— PROBLEM TO SOLVE —
Scan the lines below for "were" and copy the matches.

====== DATA TO EXAMINE ======

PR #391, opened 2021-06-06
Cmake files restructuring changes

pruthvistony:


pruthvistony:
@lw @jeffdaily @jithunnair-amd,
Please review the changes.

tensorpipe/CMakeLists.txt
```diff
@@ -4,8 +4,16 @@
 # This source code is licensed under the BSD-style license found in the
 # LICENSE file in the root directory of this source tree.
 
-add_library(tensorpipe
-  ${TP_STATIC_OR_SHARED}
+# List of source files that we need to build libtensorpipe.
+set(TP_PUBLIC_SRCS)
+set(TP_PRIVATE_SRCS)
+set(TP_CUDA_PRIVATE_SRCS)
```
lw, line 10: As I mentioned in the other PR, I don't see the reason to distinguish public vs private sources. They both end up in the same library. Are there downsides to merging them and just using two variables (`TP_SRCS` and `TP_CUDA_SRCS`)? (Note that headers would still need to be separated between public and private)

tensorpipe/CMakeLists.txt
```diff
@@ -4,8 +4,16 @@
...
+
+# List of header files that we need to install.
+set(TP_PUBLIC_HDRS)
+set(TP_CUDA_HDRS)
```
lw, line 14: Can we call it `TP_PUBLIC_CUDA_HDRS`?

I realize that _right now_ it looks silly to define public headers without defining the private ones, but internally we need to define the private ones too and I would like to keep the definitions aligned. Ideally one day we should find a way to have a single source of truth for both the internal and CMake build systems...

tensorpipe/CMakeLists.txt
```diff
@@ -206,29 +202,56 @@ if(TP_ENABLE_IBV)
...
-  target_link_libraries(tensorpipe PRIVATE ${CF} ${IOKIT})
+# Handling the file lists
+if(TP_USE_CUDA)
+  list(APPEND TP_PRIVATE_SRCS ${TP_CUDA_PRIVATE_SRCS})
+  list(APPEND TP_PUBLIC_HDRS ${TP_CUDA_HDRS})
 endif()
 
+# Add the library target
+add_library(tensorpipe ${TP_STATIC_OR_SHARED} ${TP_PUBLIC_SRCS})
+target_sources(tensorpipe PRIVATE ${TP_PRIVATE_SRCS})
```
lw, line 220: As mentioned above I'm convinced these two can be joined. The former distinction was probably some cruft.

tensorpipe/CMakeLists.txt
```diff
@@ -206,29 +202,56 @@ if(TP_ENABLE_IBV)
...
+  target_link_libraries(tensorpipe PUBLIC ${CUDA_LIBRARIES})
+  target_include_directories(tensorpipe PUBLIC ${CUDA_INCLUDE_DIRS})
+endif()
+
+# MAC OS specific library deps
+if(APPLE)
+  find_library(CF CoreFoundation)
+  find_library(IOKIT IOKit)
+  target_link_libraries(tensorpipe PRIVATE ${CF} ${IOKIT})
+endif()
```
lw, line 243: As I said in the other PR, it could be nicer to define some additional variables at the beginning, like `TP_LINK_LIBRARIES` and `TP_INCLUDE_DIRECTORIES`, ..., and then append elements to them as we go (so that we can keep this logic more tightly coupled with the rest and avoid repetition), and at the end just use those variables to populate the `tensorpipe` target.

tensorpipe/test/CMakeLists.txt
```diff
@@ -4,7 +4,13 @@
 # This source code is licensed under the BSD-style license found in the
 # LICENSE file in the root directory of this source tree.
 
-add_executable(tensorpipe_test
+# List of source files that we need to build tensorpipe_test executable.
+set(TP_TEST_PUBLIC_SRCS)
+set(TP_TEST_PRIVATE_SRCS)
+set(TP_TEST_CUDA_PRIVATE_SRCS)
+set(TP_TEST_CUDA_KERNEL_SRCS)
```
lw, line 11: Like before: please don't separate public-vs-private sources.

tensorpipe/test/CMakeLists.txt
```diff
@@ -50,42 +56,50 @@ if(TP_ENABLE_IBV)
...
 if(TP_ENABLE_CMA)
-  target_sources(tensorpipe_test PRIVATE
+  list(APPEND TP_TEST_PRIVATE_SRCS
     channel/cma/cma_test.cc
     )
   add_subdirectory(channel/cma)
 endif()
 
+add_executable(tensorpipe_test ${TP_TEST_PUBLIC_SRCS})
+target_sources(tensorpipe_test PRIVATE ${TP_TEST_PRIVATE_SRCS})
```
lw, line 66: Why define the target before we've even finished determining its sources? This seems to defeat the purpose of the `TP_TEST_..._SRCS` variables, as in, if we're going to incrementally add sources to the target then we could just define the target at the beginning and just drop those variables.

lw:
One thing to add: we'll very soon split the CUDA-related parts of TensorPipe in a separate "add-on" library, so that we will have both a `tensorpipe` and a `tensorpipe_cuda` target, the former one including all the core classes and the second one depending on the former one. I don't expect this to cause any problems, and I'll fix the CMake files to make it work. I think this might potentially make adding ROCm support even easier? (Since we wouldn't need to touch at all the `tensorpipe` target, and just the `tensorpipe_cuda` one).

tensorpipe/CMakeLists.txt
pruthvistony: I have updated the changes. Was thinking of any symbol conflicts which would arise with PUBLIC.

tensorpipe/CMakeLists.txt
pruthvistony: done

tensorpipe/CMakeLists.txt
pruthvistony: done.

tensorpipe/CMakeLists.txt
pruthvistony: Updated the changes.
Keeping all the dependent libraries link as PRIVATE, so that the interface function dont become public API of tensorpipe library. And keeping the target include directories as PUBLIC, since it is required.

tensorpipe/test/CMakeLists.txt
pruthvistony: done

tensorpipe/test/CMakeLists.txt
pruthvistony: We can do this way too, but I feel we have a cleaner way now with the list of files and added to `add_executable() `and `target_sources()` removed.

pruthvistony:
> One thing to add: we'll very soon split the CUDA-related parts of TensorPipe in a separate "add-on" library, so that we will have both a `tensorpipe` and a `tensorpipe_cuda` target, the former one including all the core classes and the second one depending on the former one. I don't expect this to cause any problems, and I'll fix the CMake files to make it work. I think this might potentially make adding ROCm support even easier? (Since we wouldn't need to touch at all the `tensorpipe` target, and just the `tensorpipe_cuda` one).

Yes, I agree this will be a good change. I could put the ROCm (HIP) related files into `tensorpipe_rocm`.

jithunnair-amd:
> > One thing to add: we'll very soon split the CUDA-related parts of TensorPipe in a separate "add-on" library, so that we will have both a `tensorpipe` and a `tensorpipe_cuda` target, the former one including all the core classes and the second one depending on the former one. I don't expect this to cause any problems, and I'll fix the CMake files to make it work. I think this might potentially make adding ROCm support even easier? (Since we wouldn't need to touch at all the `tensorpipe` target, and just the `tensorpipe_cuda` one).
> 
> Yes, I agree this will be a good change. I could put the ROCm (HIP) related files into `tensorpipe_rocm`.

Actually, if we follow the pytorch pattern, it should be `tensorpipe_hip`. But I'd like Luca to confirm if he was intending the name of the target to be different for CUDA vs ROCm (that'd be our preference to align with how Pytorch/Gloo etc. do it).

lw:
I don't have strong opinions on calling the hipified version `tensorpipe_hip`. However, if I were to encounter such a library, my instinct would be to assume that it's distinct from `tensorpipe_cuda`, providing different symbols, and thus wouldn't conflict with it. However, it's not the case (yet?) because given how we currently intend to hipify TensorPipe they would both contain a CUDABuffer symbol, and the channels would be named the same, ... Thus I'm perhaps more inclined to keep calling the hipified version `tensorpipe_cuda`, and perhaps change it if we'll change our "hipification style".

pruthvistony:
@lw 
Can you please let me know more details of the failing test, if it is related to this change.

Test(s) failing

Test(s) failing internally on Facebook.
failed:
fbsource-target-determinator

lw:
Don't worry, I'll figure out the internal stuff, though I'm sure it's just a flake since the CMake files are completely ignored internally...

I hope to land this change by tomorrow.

======
====== DATA TO EXAMINE ======

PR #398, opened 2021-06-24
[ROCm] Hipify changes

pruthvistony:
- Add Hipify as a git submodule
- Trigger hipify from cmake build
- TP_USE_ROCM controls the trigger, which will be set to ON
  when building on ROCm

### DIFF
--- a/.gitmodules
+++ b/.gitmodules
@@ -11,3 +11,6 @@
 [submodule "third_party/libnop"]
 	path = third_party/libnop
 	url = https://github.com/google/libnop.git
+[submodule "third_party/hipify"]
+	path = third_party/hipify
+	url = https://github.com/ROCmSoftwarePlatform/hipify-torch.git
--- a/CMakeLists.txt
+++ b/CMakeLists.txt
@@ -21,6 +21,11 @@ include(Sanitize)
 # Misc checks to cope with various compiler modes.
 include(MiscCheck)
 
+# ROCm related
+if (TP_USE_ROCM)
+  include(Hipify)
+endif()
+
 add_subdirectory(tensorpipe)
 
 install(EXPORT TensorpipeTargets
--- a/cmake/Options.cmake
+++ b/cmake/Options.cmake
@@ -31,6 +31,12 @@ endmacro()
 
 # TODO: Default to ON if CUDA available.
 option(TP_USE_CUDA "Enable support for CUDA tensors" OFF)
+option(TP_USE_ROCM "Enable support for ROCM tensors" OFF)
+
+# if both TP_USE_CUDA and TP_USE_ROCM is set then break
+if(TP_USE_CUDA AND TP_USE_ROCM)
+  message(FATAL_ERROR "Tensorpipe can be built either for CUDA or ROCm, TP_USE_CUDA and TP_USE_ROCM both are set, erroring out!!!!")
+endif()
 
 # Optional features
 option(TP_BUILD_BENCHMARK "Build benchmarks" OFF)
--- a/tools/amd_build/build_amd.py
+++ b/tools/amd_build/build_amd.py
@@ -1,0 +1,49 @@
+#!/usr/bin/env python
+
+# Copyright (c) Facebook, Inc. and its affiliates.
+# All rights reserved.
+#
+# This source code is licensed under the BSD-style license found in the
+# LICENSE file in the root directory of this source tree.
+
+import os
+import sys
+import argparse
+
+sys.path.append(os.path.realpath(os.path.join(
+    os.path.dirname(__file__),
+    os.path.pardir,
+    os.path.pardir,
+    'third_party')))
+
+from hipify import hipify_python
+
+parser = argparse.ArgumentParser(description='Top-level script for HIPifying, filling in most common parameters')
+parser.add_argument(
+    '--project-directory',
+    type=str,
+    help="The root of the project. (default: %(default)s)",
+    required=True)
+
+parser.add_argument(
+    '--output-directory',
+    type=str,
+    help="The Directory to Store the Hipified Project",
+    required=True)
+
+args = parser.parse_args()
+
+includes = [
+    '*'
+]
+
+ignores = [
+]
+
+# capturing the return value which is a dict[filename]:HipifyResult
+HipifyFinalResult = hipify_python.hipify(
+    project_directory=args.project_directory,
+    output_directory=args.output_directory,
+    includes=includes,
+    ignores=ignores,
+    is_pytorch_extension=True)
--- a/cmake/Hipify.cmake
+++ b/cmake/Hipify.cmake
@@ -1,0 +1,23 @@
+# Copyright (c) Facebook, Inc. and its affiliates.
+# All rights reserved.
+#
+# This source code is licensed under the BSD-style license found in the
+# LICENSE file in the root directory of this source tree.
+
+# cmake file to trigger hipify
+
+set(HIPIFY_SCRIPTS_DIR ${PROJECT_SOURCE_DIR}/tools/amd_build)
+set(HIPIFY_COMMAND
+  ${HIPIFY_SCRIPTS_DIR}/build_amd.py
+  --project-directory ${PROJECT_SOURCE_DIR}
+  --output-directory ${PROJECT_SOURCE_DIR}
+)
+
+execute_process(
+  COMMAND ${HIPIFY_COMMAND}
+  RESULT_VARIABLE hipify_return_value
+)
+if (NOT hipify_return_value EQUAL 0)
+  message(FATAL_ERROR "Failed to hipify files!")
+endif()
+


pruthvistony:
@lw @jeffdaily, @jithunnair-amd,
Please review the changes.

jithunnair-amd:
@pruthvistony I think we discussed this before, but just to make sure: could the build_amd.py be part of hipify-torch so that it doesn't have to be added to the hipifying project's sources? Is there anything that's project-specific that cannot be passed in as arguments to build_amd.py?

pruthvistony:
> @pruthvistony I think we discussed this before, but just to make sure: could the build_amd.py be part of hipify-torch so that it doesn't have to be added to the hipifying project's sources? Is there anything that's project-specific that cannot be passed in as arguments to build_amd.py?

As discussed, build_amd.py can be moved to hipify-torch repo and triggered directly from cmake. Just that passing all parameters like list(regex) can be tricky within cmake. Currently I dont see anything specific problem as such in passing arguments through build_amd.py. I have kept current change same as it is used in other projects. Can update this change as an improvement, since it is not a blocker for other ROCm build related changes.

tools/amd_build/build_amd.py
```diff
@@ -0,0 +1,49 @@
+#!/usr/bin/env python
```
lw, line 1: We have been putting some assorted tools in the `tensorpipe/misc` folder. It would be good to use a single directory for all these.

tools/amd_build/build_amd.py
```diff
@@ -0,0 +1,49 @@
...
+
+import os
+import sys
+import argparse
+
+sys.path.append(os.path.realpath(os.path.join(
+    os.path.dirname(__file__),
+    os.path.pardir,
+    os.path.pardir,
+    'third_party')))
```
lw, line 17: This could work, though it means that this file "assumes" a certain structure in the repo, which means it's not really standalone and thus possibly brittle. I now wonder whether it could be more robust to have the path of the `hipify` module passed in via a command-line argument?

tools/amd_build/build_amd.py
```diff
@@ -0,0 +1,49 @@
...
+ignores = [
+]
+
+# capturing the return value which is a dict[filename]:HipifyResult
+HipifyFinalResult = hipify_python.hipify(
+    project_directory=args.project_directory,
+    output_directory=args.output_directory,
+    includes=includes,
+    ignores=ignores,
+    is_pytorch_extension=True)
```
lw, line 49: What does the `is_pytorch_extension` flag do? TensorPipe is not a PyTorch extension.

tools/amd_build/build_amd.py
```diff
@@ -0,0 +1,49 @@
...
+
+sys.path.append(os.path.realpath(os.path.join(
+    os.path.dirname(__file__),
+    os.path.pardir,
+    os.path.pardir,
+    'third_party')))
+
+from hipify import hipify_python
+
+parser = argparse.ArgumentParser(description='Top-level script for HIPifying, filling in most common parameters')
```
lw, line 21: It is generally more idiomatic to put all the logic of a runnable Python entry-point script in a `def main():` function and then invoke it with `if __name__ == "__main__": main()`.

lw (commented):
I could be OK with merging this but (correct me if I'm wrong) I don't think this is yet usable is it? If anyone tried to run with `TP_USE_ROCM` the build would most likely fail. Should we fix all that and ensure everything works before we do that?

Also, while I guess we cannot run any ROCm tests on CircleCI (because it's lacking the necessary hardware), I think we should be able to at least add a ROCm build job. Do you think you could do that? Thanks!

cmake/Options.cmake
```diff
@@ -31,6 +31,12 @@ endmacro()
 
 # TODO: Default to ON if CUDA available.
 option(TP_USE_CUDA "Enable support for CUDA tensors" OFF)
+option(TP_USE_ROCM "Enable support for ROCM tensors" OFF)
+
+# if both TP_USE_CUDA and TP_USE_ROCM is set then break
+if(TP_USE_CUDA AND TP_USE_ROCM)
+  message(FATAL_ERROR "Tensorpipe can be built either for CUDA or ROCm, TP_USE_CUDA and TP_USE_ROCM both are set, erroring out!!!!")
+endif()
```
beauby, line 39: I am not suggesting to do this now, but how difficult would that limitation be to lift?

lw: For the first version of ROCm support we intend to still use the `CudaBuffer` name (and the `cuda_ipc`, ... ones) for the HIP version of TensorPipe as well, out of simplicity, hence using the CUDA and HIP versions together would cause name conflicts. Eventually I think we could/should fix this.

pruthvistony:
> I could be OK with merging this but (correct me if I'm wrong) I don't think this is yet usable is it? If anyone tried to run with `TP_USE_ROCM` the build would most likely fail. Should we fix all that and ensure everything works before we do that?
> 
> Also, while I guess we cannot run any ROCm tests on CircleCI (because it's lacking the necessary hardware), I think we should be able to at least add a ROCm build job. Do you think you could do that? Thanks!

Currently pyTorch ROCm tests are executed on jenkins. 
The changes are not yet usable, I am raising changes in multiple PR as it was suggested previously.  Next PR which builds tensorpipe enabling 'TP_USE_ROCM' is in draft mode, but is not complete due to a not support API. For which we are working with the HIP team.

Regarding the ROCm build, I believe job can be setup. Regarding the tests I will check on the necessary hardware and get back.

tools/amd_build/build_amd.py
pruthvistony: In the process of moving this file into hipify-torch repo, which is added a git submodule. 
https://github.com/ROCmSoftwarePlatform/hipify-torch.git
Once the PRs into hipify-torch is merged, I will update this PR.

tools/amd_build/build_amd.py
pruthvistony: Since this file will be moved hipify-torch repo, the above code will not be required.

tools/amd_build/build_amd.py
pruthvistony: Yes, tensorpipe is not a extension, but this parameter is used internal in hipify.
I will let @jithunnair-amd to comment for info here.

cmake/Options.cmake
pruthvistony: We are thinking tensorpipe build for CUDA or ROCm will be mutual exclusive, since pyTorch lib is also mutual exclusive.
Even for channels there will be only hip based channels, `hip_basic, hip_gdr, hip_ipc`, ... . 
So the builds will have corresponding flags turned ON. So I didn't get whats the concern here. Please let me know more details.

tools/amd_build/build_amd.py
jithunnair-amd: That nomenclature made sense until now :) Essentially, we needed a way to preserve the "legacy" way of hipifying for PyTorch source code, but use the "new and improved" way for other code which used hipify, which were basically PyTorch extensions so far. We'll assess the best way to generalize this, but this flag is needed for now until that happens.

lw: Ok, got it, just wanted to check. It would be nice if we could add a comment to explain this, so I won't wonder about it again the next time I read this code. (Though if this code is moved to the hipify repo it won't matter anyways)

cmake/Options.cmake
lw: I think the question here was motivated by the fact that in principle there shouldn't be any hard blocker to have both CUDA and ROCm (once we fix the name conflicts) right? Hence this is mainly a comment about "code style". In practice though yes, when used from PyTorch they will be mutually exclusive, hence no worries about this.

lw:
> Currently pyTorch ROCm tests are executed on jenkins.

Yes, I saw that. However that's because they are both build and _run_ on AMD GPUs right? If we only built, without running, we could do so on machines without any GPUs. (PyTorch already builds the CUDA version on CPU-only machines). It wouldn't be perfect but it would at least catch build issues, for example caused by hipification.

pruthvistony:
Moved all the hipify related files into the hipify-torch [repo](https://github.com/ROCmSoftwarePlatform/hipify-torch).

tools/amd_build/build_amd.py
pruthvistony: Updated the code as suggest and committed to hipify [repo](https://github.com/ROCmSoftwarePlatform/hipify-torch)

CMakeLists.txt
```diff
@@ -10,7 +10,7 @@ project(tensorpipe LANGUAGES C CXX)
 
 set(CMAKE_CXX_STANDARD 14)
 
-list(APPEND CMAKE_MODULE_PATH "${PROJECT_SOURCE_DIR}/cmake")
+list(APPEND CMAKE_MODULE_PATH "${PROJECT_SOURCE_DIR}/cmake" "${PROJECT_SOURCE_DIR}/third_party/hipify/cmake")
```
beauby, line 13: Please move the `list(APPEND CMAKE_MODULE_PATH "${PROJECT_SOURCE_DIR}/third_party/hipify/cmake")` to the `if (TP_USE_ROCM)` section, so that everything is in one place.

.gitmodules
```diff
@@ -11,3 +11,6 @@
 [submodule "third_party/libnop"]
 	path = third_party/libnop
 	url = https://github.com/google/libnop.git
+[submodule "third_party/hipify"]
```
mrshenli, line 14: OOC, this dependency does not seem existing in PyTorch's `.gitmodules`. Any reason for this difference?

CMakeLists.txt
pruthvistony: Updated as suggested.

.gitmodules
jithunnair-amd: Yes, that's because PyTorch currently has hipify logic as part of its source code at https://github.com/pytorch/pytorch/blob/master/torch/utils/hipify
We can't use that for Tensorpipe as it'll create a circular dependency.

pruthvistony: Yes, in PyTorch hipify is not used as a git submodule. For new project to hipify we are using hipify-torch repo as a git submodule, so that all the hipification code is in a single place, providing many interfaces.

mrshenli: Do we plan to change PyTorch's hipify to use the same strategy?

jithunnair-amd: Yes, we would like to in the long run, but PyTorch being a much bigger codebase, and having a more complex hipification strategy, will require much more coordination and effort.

======

— RESPONSE AREA —
I don't have strong opinions on calling the hipified version `tensorpipe_hip`. However, if I were to encounter such a library, my instinct would be to assume that it's distinct from `tensorpipe_cuda`, providing different symbols, and thus wouldn't conflict with it. However, it's not the case (yet?) because given how we currently intend to hipify TensorPipe they would both contain a CUDABuffer symbol, and the channels would be named the same, ... Thus I'm perhaps more inclined to keep calling the hipified version `tensorpipe_cuda`, and perhaps change it if we'll change our "hipification style".
jithunnair-amd: That nomenclature made sense until now :) Essentially, we needed a way to preserve the "legacy" way of hipifying for PyTorch source code, but use the "new and improved" way for other code which used hipify, which were basically PyTorch extensions so far. We'll assess the best way to generalize this, but this flag is needed for now until that happens.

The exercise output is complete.